'The Trial of the Chicago 7': What happened to the 8th defendant? Here's why Bobby Seale was given mistrial

Seale was the only Black defendant in the group and as is portrayed in the film, he was subjected to a lot of mistreatment by Judge Julius Hoffman


                            'The Trial of the Chicago 7': What happened to the 8th defendant? Here's why Bobby Seale was given mistrial
Yahya Abdul-Mateen as Bobby Seale in 'The Trial of the Chicago 7' (Netflix)

The Aaron Sorkin-written and directed political drama 'The Trial of the Chicago 7' is now finally on Netflix. The film had been in development by Sorkin for more than a decade and after its theatrical release was hampered by the ongoing Covid-19 pandemic, which is why it has found itself on the streaming platform. The movie focuses on the infamous Chicago conspiracy trial that took place in 1969 in the aftermath of the Chicago protests of the previous year, amid the Democratic National Convention.

Eight people were originally charged by the US federal government with conspiracy, inciting to riot, and other charges — Abbie Hoffman, Jerry Rubin, Bobby Seale, David Dellinger, Tom Hayden, Rennie Davis, John Froines and Lee Weiner. It was because of this that the group of defendants was initially called the Chicago Eight.

So, what happened to the eighth defendant and why did it come down to the Chicago Seven? As we see in the movie, Bobby Seale (played by Yahya Abdul-Mateen II) was charged alongside the other seven though he had a negligible role in the Chicago protests. Seale was only in Chicago for only two days during the convention and it is likely as is stated in the movie that he was charged to bring in the Black Panthers to the group. The Black Panther Party was notable for their violent views, though they also ran medical clinics and served free breakfasts to schoolchildren, among other programs.
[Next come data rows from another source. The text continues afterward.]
PR #373, opened 2020-11-06
support userId in donation schema

### LINKED ISSUE #367: [VMS] Modify donation schema to include user-id
* Let's establish a one-to-one relationship between donations and User IDs.
* However certain donations can have a null user ID.
* Make modifications to the `logDonation` server action and request to support user ID. Right now, the front-end code can pass null as the user ID but let's add a TODO saying that this should be changed.
* No need for a migration script since we don't have any existing donations in our DB.

Fattimo:
added userId in donation schema. changed donation typing in types. modified method logDonation to take a userId as well. corrected misspelling of donation


server/actions/donation.ts
```diff
@@ -11,11 +11,13 @@ export async function logDonation({
   name,
   email,
   amount,
+  userId,
   nonprofitId
 }: DonationType): Promise<void> {
   await Mongo();
 
   const nonprofit = await Nonprofit.findOne({ _id: nonprofitId });
+  const user = await Donation.findOne({ _id: userId }); // TODO: Don't allow front end to pass null resulting userId
```
PC98: Technically this should be `User.findOne` right? Also right now we haven't decided if all Donations require a user ID, so could you make necessary changes to the Mongoose schema and the types in `utils.ts` to support `null` user ID or make user ID optional?

PC98: If a user ID is specified and there is no user with that ID, we should throw an error, just like on line 22 we throw an error if the nonprofit doesn't exist.

server/actions/donation.ts
```diff
@@ -4,27 +4,35 @@ import Stripe from "stripe";
...
   email,
   amount,
+  userId,
   nonprofitId
-}: Omit<DonationType, "timestamp">): Promise<void> {
+}: LoggedDonation): Promise<void> {
   await Mongo();
 
   const nonprofit = await Nonprofit.findOne({ _id: nonprofitId });
+  const user = await User.findOne({ _id: userId }); // TODO: Don't allow front end to pass null resulting userId
```
PC98: A couple of things:
can we do this and line 20 in parallel, using `Promise.all`?

can we modify line 27 to **not** throw the error if `userId` equals the empty string (as you have done in `DonationPageForm.tsx`), just temprarily? Because otherwise, donations will fail when DMS team is testing their UI.

PC98 (approved):
A couple of minor things, but tbh Matt it's okay if you don't do this now; we won't need this task for this semester's demo

PR #54, opened 2017-06-07
Renamed github.com/Sirupsen/logrus to github.com/sirupsen/logrus

suprememoocow:
The package github.com/Sirupsen/logrus has been renamed to github.com/sirupsen/logrus. This PR updates all references to the new, lowercase name.

From https://github.com/sirupsen/logrus/blob/master/README.md#case-sensitivity:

Seale was the only Black defendant in the group and again, as is portrayed in the film, he was subjected to a lot of mistreatment by Judge Julius Hoffman (Frank Langella). As portrayed in the Sorkin film, Seale's chosen lawyer Charles Garry had undergone gallbladder surgery, however, Judge Hoffman denied Garry's request to postpone the trial and assigned Seale a new lawyer. Seale rejected the court-appointed lawyer and asserted his right to defend himself. When Hoffman told him that he could not do so, Seale called him a racist, a bigot, and a fascist, as he continued to attempt to represent himself in court.

Bobby Seale bound and gagged during the Chicago conspiracy trial in an illustration from the courtroom (Getty Images)

 

On October 29, about a month into the trial, Judge Hoffman gave the order to gag Seale and chain him to his chair after he repeatedly shouted accusations and insults at the judge and prosecution and disrupted the court proceedings. There were no cameras allowed in the courtroom, but newspapers printed the shocking sketches of Seale bound and gagged in court. The following day, the noisy chains were replaced by a strap. Seale's mouth was taped with a gag on top. His jaw was tied shut by a strip of cloth wrapped from the bottom of his chin to the top of his head. For several days, this is how Seale appeared in court, struggling to get free and managing to make muffled sounds. This prompted Defense Attorney William Kunstler (played by Mark Rylance in the film) to tell Judge Hoffman, "This is no longer a court of order, Your Honor, this is a medieval torture chamber."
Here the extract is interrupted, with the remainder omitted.